**Instructions to follow:** Determine how many lines below include the string "using". Reply with the number only.

*** Stored data Section Begins ***

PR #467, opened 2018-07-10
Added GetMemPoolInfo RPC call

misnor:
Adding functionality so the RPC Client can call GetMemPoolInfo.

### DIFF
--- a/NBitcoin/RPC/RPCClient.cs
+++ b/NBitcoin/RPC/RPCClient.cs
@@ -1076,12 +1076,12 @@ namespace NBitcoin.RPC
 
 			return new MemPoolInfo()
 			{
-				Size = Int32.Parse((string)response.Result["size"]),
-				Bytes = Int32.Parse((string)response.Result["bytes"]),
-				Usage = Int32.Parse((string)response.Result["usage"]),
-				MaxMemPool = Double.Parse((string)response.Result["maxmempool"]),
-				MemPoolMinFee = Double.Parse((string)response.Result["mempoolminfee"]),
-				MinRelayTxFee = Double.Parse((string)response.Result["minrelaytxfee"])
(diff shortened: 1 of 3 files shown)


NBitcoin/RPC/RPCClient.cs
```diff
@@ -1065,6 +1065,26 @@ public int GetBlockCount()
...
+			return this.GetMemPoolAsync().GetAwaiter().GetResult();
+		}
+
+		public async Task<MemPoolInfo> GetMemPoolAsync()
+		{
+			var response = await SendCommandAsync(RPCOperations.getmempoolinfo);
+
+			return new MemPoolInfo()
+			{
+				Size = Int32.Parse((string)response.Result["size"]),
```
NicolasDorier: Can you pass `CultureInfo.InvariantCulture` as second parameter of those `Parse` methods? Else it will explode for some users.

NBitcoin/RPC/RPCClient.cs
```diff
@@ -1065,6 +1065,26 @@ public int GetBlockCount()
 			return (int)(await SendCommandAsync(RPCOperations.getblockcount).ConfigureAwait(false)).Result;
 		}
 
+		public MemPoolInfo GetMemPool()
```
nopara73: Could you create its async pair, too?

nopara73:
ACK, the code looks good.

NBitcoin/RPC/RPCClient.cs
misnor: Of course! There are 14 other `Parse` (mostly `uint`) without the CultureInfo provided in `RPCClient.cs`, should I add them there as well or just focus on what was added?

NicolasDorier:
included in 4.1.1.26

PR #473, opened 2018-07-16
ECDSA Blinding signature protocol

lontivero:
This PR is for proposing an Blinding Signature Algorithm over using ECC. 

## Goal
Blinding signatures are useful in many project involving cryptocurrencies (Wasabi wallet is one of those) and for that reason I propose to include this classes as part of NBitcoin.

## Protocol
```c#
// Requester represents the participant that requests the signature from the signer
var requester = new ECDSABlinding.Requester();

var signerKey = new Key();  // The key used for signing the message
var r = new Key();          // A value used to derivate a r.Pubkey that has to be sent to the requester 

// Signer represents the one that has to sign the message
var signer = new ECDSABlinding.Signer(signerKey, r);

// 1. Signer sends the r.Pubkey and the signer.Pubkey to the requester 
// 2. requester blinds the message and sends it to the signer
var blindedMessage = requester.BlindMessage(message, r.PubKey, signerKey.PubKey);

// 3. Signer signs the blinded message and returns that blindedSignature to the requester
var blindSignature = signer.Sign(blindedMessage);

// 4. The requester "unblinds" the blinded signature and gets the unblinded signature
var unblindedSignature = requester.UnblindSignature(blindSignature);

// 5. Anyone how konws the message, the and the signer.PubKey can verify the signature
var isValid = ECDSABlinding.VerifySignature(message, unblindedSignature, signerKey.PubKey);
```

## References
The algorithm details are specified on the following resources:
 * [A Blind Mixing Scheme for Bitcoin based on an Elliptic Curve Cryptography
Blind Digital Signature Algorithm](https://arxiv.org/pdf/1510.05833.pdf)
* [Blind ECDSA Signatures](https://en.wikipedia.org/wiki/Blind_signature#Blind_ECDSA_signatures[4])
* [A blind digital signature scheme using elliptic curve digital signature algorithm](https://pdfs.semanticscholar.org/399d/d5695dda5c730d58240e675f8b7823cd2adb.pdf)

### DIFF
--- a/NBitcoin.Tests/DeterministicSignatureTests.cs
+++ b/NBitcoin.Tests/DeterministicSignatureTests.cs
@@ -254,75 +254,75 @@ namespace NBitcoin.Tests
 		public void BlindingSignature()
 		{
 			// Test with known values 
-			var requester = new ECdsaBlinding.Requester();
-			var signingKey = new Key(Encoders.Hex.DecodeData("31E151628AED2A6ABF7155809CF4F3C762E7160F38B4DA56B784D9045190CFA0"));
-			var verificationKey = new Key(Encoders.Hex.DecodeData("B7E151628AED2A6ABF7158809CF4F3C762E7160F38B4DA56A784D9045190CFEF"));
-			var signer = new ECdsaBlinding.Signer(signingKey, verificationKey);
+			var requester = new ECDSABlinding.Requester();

*** Stored data Section Ends ***

**Answer to this exercise:** 2